§ What is expected: State the number of lines in the following data that include the word "approved", with no other text.

§ Supplied records:
PR #1434, opened 2024-07-04
feat(svc-codec): VP9 and AV1 support

oliverlaz:
### Overview

Enables support for SVC codecs (VP9 and AV1).

Adds new API that allows codec overriding:
- `call.updatePublishOptions({ preferredCodec: 'vp9' })`

### Implementation notes:
- the SDK will now check whether the platform supports the preferred codec, otherwise, it will fall back to a known supported codec
  -  for testing purposes, use `call.updatePublishOptions({ forceCodec: 'vp9' })`
The SDK ships a predefined bitrate lookup table now; in the future, this mapping should come from our backend. The bitrates used here enable ~30-50% less network usage while maintaining the same video quality (h264, vp9).
- when SVC codec is used, the SDK now supports the dynamic update of the `scalabilityMode`
- in Simulcast, the SDK can turn off any layer when instructed by the SFU - this allows further CPU/bandwidth reductions
- default codecs:
  - Firefox - always uses `vp8` as it has intermittent issues when other codecs are used
  - Safari - always uses `h264` as it is hardware accelerated and yields best performance
  - RN iOS and iPadOS - always uses `h264` as it is hardware-accelerated
  - RN Android - uses `vp8` by default

https://github.com/GetStream/protocol/pull/776/


packages/react-native-sdk/README.md
```diff
@@ -136,10 +136,10 @@ Stream's video roadmap and changelog are available [here](https://github.com/Get
 - [x] Speaking while muted
 - [x] Demo app on play-store and app-store
 - [x] Transcriptions
-- [ ] Speaker management (needs docs)
-- [ ] PiP on iOS
-- [ ] Audio & Video filters
-- [ ] CPU usage improvement
+- [x] Speaker management
+- [x] PiP on iOS
+- [x] Audio & Video filters
```
santhoshvai, line 141: I think we should mark audio filters still as TODO, that's the noise cancellation, no support yet on RN

oliverlaz: Ok, I'll break it in two

PR #1437, opened 2024-07-11
fix: default to h264 in Safari

oliverlaz:
### Overview

Enables H264 by default in Safari. 
This codec is hardware-accelerated and improves the general encoding performance on Apple devices when Safari is used.


szuperaz (approved):

myandrienko (approved):

santhoshvai:
@oliverlaz I added this long back for iPAD is time to keep it for iOS too? 

I think it makes sense to wait for until we prefer most supported profile for h264

https://github.com/GetStream/stream-video-js/blob/c99fff33ba2e6cd9b26fe040b1dc627015b14812/packages/client/src/rtc/Publisher.ts#L277-L284

oliverlaz:
Closing in favor of: #1434

PR #1439, opened 2024-07-11
feat: Reconnects v2

oliverlaz:
### Overview

Implements the Reconnects v2 flow. The implementation doesn't change the public API (not breaking); internally, it does change many things. The Reconnects v2 consists of three reconnect strategies:
- **FAST**: typically used when switching networks (wifi->5g or similar). This strategy takes the SFU-provided threshold, which normally is set to 25 seconds. The client attempts to connect to the same SFU and performs an ICE restart on the existing peer connections.
- **REJOIN**: used when FAST isn't applicable, failed or the SFU told us to do it. Drops all existing peer connections, closes the web socket to the SFU, fetches new credentials from the Coordinator, and finally establishes a connection to the SFU returned by the coordinator. The important detail here is, that we rejoin with a new `session_id` parameter. This strategy is analogous to a browser tab refresh.
- **MIGRATE**: when the SFU reaches its operational capacity or when it gets shut down due to maintenance or upgrade, it will ask connected clients to migrate away to another, healthy SFU. The migration is marked as complete, once the `participantMigrationComplete` event is emitted. If the migration fails, the client automatically attempts REJOIN.
- **DISCONNECT**: The SFU politely asks you to leave the call

### Implementation notes dump for easier review ###
- the original reconnection flow is completely removed and replaced with the new one
- we don't rely on WS status codes anymore, as they have proven to be unreliable across platforms/browsers
- with the new flow, the SFU can ask the client to perform a reconnect or a migration (signaled via the `error` event). This is super-helpful for cases where the auth token has expired and a new one should be fetched, the SFU is being updated, PeerConnections are broken and can't recover due to various reasons
- the client, when disconnecting from an SFU, now sends a reason why. We store this information and it should appear in the call stats
- SFU Client: to prevent race conditions on the server, the SFU client now waits until `JoinResponse` is received before it attempts to perform any RPC request. Also, these requests are now retried until they are successful, the SFU tells us not to do it anymore or the call has been left
- Concurrent event processing: we now guard from processing SFU WS events concurrently. ICE restarts, Subscriber offers, etc... are now applied in the correct order
- Orphaned tracks: as MediaTracks are sent on the PeerConnection, but the participant info is sent through a WebSocket, it could happen they arrive in the wrong order. Now, we keep a reference to these tracks in the call state and bind them to the appropriate participant once the info arrives
- Video FPS: all three track qualities (f, h, q) now have 30fps, providing a smoother experience
- The `network.changed` event is introduced, it emits every time the device detects being offline/online. It is decoupled from the existing `connection.changed` event. `connection.changed` represents two things: the device being online/offline or the coordinator socket is healthy or not.
- logging: the SFU client, peer connections, dispatcher, and the signal web socket now have a shared `logTag`. It makes the debugging easier.
- Coordinator unrecoverable error: when rejoining after a network loss, the call settings might have changed and the user might not have permission to join the call anymore or the call was marked as ended. The coordinator signals this with `unrecoverable: true` in the REST API response. The reconnect loop breaks and signals `RECONNECTION_FAILED`.


packages/client/src/Call.ts
```diff
@@ -1565,12 +1626,12 @@ export class Call {
...
-  private assertCallJoined = () => {
+  private waitUntilCallJoined = () => {
     return new Promise<void>((resolve) => {
       this.state.callingState$
         .pipe(
           takeWhile((state) => state !== CallingState.JOINED, true),
-          filter((s) => s === CallingState.JOINED),
+          filter((state) => state === CallingState.JOINED),
         )
         .subscribe(() => resolve());
```
arnautov-anton, line 1636:
```tsx
this.state.callingState$
    .pipe(
      takeWhile((state) => state !== CallingState.JOINED),
    )
    .subscribe({ complete: resolve });
```

oliverlaz: Thank you! I'll adjust accordingly!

§ Response to this exercise: 2